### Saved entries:
□ □ □ □

PR #6, opened 2024-02-29
feat(Twitter): Hide Recommended Users, Hide For You

Swakshan:
Better way of hiding recommended users. (instead of JsonHooks) and For you from timeline


bqv:
Can this be done for the Explore page too - remove the "For you" trends tab, or just default to the next ("Trends") tab?

bqv:
@crimera

PR #29, opened 2024-03-16
Update README.md

fuwamocoanon:
Added descriptions for new patches that were missing.


fuwamocoanon:
Obviously only needed once done. Figured these would be the best explanations.

crimera:
> Obviously only needed once done. Figured these would be the best explanations.

All the patches listed in the readme are already done.

PR #109, opened 2024-04-15
feat(ui): full app wide material theming in dim mode replacing dark blue

IndusAryan:
few screenshots:
https://github.com/IndusAryan/twitter-patches?tab=readme-ov-file#screenshots


Mehlsine:
Is this going to be a separate patch or a replacement for the current one? I believe some of us would prefer dynamic colors solely for UI Elements (without colorful background) as it is right now.

IndusAryan:
will they like same blue theme over material one 🤔

crimera:
> Is this going to be a separate patch or a replacement for the current one? I believe some of us would prefer dynamic colors solely for UI Elements (without colorful background) as they are right now.

The patch will only apply the theme on dim mode. Is that a theme you use?

PR #130, opened 2024-04-20
Update Russian translation

Mehlsine:


IndusAryan:
💀 you dont have to add these, strings are by default used from global file

Mehlsine:
💀

PR #211, opened 2024-05-16
feat(ui): app wide monet theming in light mode

IndusAryan:
photo_1_2024-05-16_13-56-20

photo_2_2024-05-16_13-56-20

my app is not logging in for some reason after changing package and i cant uninstall og for some reason, please share screenshot while testing of home screen, i think the divider color 'may' require some change.


crimera:
Screenshot_20240517-235057_X

Looks good

PR #212, opened 2024-05-16
refactor: update hindi translations, change root project name & lowercase fab package

IndusAryan:


indrastorms:
It should not include "twitter" in root project name as there are upcoming Instagram patch and maybe more in the future.

PR #233, opened 2024-05-21
fix: URL decode path to JAR containing spaces by osumatrix

taku-nm:
[this fix ](https://github.com/ReVanced/revanced-patches/pull/3079) by osumatrix should also be applied here


kitadai31:
Also use this fix
https://github.com/ReVanced/revanced-patches/commit/d42fbb152126cf2177315c4706fb03bc89f5af1c
That version causes error on below Android 12

PR #263, opened 2024-06-04
Translations: Update Brazilian Portuguese

r7kings:


kitadai31:
it seems wrong file is edited

PR #310, opened 2024-07-14
The X icon changes to the Twitter icon.

lgernierO:


lgernierO:
@crimera Hello, is there any problem with this one? I saw that there is an X icon in the mipmap-hdpi of bringbacktwitter, and the twitter icon is everywhere else. I replaced it with the twitter icon.

crimera:
Oh ok, sorry I thought the commit only deleted the icon. My bad.

PR #342, opened 2024-08-12
Get back twitter home icon

monefiera:
This is a pull request to change the Twitter home icon back to the original birdcage.
Please let me know if there are any elements that should be added.


IndusAryan (changes requested):
do ctrl + alt + L in each xml, the xml vector syntax is very fucky and can literally crash the app sometimes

□ □ □ □

### BRIEF:
Every entry, from top to bottom, should be repeated word for word.

### RESPONSE TO THIS EXERCISE:
PR #6, opened 2024-02-29
feat(Twitter): Hide Recommended Users, Hide For You

Swakshan:
Better way of hiding recommended users. (instead of JsonHooks) and For you from timeline


bqv:
Can this be done for the Explore page too - remove the "For you" trends tab, or just default to the next ("Trends") tab?

bqv:
@crimera

PR #29, opened 2024-03-16
Update README.md

fuwamocoanon:
Added descriptions for new patches that were missing.


fuwamocoanon:
Obviously only needed once done. Figured these would be the best explanations.

crimera:
> Obviously only needed once done. Figured these would be the best explanations.

All the patches listed in the readme are already done.

PR #109, opened 2024-04-15
feat(ui): full app wide material theming in dim mode replacing dark blue

IndusAryan:
few screenshots:
https://github.com/IndusAryan/twitter-patches?tab=readme-ov-file#screenshots


Mehlsine:
Is this going to be a separate patch or a replacement for the current one? I believe some of us would prefer dynamic colors solely for UI Elements (without colorful background) as it is right now.

IndusAryan:
will they like same blue theme over material one 🤔

crimera:
> Is this going to be a separate patch or a replacement for the current one? I believe some of us would prefer dynamic colors solely for UI Elements (without colorful background) as they are right now.

The patch will only apply the theme on dim mode. Is that a theme you use?

PR #130, opened 2024-04-20
Update Russian translation

Mehlsine:


IndusAryan:
💀 you dont have to add these, strings are by default used from global file

Mehlsine:
💀

PR #211, opened 2024-05-16
feat(ui): app wide monet theming in light mode

IndusAryan:
photo_1_2024-05-16_13-56-20

photo_2_2024-05-16_13-56-20

my app is not logging in for some reason after changing package and i cant uninstall og for some reason, please share screenshot while testing of home screen, i think the divider color 'may' require some change.


crimera:
Screenshot_20240517-235057_X

Looks good

PR #212, opened 2024-05-16
refactor: update hindi translations, change root project name & lowercase fab package

IndusAryan:


indrastorms:
It should not include "twitter" in root project name as there are upcoming Instagram patch and maybe more in the future.

PR #233, opened 2024-05-21
fix: URL decode path to JAR containing spaces by osumatrix

taku-nm:
[this fix ](https://github.com/ReVanced/revanced-patches/pull/3079) by osumatrix should also be applied here


kitadai31:
Also use this fix
https://github.com/ReVanced/revanced-patches/commit/d42fbb152126cf2177315c4706fb03bc89f5af1c
That version causes error on below Android 12

PR #263, opened 2024-06-04
Translations: Update Brazilian Portuguese

r7kings:


kitadai31:
it seems wrong file is edited

PR #310, opened 2024-07-14
The X icon changes to the Twitter icon.

lgernierO:


lgernierO:
@crimera Hello, is there any problem with this one? I saw that there is an X icon in the mipmap-hdpi of bringbacktwitter, and the twitter icon is everywhere else. I replaced it with the twitter icon.

crimera:
Oh ok, sorry I thought the commit only deleted the icon. My bad.

PR #342, opened 2024-08-12
Get back twitter home icon

monefiera:
This is a pull request to change the Twitter home icon back to the original birdcage.
Please let me know if there are any elements that should be added.


IndusAryan (changes requested):
do ctrl + alt + L in each xml, the xml vector syntax is very fucky and can literally crash the app sometimes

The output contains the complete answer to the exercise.